Another article by Richard Florida shows the rise of the City of San Francisco as tech hub that shares venture capital funding with the Silicon Valley:
“The sheer number of large clusters of investment in the maps make it clear that venture capital in Bay Area is no longer primarily or predominantly centered in the quintessential techie hub of Silicon Valley. San Francisco has been catching up: The biggest dots by far – indicating the greatest volume and concentration of venture capital activity investment – appear to be in and around the center of San Francisco.”
Florida sees this sharing of money by the suburban Silicon Valley with the urban San Francisco as further evidence of a shift to dense cities versus urban sprawls. Even within the Silicon Valley, he shows more venture money going to companies in the urban versus suburban parts of the Valley.
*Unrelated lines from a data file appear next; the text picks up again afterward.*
PR #1218, opened 2026-04-17
fix: correct GAM service account authorization instructions

thejamesbox:
Service accounts cannot be added through GAM's Admin → Access & authorization → Users flow. That flow sends an email invitation to the address, which a service account has no inbox to accept. The authorization silently fails to take effect, and every downstream API call (starting with getCurrentNetwork) returns the account as unauthorized — but the JWT handshake still succeeds, so the existing connection test reports success and displays N/A for the network code.

The correct path is:
  Admin → Global Settings → API access → Add a service account user

Once added there, the service account appears on the Access & authorization → Users page as an active user, which is the visual confirmation that authorization took effect.

Updates the setup doc, both Jinja templates that render the service-account instructions (single-tenant and multi-tenant paths), and the two JS alerts shown after Save / failed Test Connection.

- docs/adapters/gam/service-account-setup.md: rewrite Step 2 and the Permission Denied / Test Connection troubleshooting entries.
- templates/tenant_settings.html, templates/adapters/google_ad_manager/ connection_config.html: soften "add as a user" -> "authorize as an API user" with the correct GAM navigation path inline.
- static/js/tenant_settings.js: rewrite the post-save and failed-test alerts to walk the user through Global Settings -> API access and call out the Users-page trap explicitly.

No code behavior changes in this commit. A follow-up PR will address the connection test reporting success when getCurrentNetwork() throws (the symptom that made this instruction bug hard to diagnose).

### DIFF
--- a/docs/adapters/gam/service-account-setup.md
+++ b/docs/adapters/gam/service-account-setup.md
@@ -14,7 +14,7 @@ The Prebid Sales Agent supports two authentication methods for Google Ad Manager
 Instead of partners sending us their service account JSON credentials, we:
 1. Create a service account in our GCP project
 2. Provide you with the service account email
-3. You add this email as a user in your GAM with Trafficker role
+3. You authorize this email as an API user in your GAM (under Admin → Global Settings → API access)
 4. We handle all credential management securely
 
 ## Service Account Benefits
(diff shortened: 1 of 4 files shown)


thejamesbox:
I have read the IPR Policy

KonstantinMirin (approved):
Clean and correct. The GAM service account setup path is genuinely different from the regular user flow — this has tripped up operators before. The instructions now point at the right place (Global Settings → API access → Add a service account user) consistently across the doc, both template paths, and the JS alerts.

The post-save JS alert is long, but for a one-time setup flow where getting it wrong produces a silent failure, the detail is warranted.

No code behavior changes. LGTM.

PR #1235, opened 2026-04-28
fix: run_all_tests.sh quick mode exits 1 despite tests passing (#1232)

### LINKED ISSUE #1232: fix: run_all_tests.sh quick mode exits 1 despite tests passing
## Problem
`./run_all_tests.sh quick` exits with status 1 even when all tests pass. This breaks the worktree pre-push hook (`.git/worktrees/*/hooks/pre-push`), forcing `--no-verify` on every push from a worktree.

## Root Cause
`set -eo pipefail` at the top of the script, combined with how `collect_reports()` handles missing optional suite reports.

In quick mode, tox only runs `unit` + `integration`, so `.tox/e2e.json`, `.tox/admin.json`, and `.tox/bdd.json` never exist:

```bash
collect_reports() {
    for name in unit integration e2e admin bdd; do
        [ -f ".tox/${name}.json" ] && cp ".tox/${name}.json" "$RESULTS_DIR/"
    done
}
```

The last loop iteration (`bdd`) evaluates `[ -f .tox/bdd.json ] && cp ...`. The `[ -f ]` test returns 1, so the `&&` compound returns 1, which becomes the function's exit status. Because the `collect_reports` call in the main script is a standalone statement (not in an `if`/`&&`/`||` chain), `set -e` fires and the script aborts — before `TOX_RC` is checked, before the security audit runs, before the summary.

## Reproduction
```bash
./run_all_tests.sh quick
echo $?   # 1, even though tox says "congratulations :) ... OK"
```

Confirmed via `bash -x` trace: execution stops immediately after the final `cp` in `collect_reports`, never reaching `[ "$TOX_RC" -ne 0 ] && FAILURES="tox"`.

## Impact
- Worktree pre-push hook (`run_all_tests.sh quick`) always fails → every push from a conductor worktree needs `--no-verify`
- Silent failure: the script doesn't print any error, tests look like they passed, but exit is 1
- Security audit step is never reached in quick mode

## Suggested Fix
Ensure `collect_reports` exits cleanly regardless of which optional files exist:

```bash
collect_reports() {
    for name in unit integration e2e admin bdd; do
        if [ -f ".tox/${name}.json" ]; then
            cp ".tox/${name}.json" "$RESULTS_DIR/"
        fi
    done
    return 0
}
```

Or append `|| true` to the `&&` line, or end the function with an explicit `return 0`.

## Workaround Used
Pushed PR branches with `git push --no-verify` after confirming tests passed manually (tox reported OK for both suites, security audit clean).

ChrisHuie:
The collect_reports() function ended with a `for` loop whose body was `[ -f ".tox/${name}.json" ] && cp ...`. In quick mode only unit and integration JSON reports exist, so the trailing loop iterations' `[ -f ]` test returned 1, which made the function inherit that as its return status. Under `set -eo pipefail`, the standalone call site at the top level then aborted the script with exit 1 — before the security audit, before the FAILURES check, before the summary. This broke every push from a Conductor worktree (the pre-push hook reads `$?` from `./run_all_tests.sh quick`).

Fixes:

- collect_reports: replace `[ -f ] && cp` with `if/fi` so the loop body returns 0 whether the file is present or skipped.
- Extract the inline summary block (lines 122-126) into a new `print_summary` function. The original `ls "$RESULTS_DIR"/*.json 2>/dev/null | while read f` had the same empty-glob fragility (set -e would fire if RESULTS_DIR had no JSONs, e.g. tox crashed pre-report); the new function uses a `for f in "$RESULTS_DIR"/*.json; [ -e "$f" ] || continue` loop that survives an empty match. Extraction also makes the summary independently testable.

Adds 5 regression tests in tests/unit/test_run_all_tests_script.py that source each function from the production script via `sed` and exercise it in a tmp dir under the same shell options. Coverage: the active regression (partial JSONs), the catastrophic case (no JSONs), the happy path (all 6 JSONs), and both branches of print_summary.

Closes #1232.

### DIFF
--- a/.claude/notes/fix-1232-quick-mode-exit/PLAN.md
+++ b/.claude/notes/fix-1232-quick-mode-exit/PLAN.md
@@ -1,0 +1,387 @@
+# Fix Plan — Issue #1232
+
+> `./run_all_tests.sh quick` exits 1 even when tests pass, breaking the worktree pre-push hook.
+
+**Status:** AUDITED — ready for implementation pending user approval.
+
+**Revision history:**
+- v1: initial plan
+- v2: revised after independent audit + empirical prototype verification
+
+---
+
+## 1. Verified root cause
+
+`run_all_tests.sh:48` inside `collect_reports()`:
+
+```bash
+for name in unit integration e2e admin bdd ui; do
+    [ -f ".tox/${name}.json" ] && cp ".tox/${name}.json" "$RESULTS_DIR/"
+done
+```
+
+When the last loop iteration's `[ -f ]` returns 1 (file missing), the `&&` short-circuits, the compound returns 1, the `for` loop inherits that as its exit status, and the function returns 1. With `set -eo pipefail` active, the standalone call at line 62 trips `set -e` and the script aborts before reaching the `[ "$TOX_RC" -ne 0 ]` check, the security audit, or the summary.
+
+In quick mode only `unit` and `integration` JSONs are produced, so iterations 3-6 always fail the `[ -f ]` test, and the LAST iteration's failure is what counts.
+
+**Bash-version coverage:** reproduced on bash 3.2 (macOS `/bin/bash`) and bash 5 (Linux/CI). Behavior is consistent across both.
+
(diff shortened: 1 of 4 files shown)


KonstantinMirin:
Closing — the equivalent fix is already in main. run_all_tests.sh:44-54 contains the same for/if pattern with the explicit return 0 and the inherited-exit-code comment as this PR proposes. Someone landed an equivalent change while this was open. Stale 33 days, no longer needed.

However, more interesting is how Florida shows how the two feed off each other to create a mega tech region:
“Of course cities and suburbs are not either/or propositions when it comes to startups, venture capital and high-tech in the Bay Area. If start-ups thrive in dense, diverse urban center cities where talent clusters, serendipity thrives, and services can be found in the surrounding neighborhood, large established companies like Google, Apple and Facebook need the space that their suburban campuses provide. The locational symbiosis is reflected in the shuttle buses these companies have long run between their suburban campuses and downtown San Francisco, where more and more of their workers prefer to live.”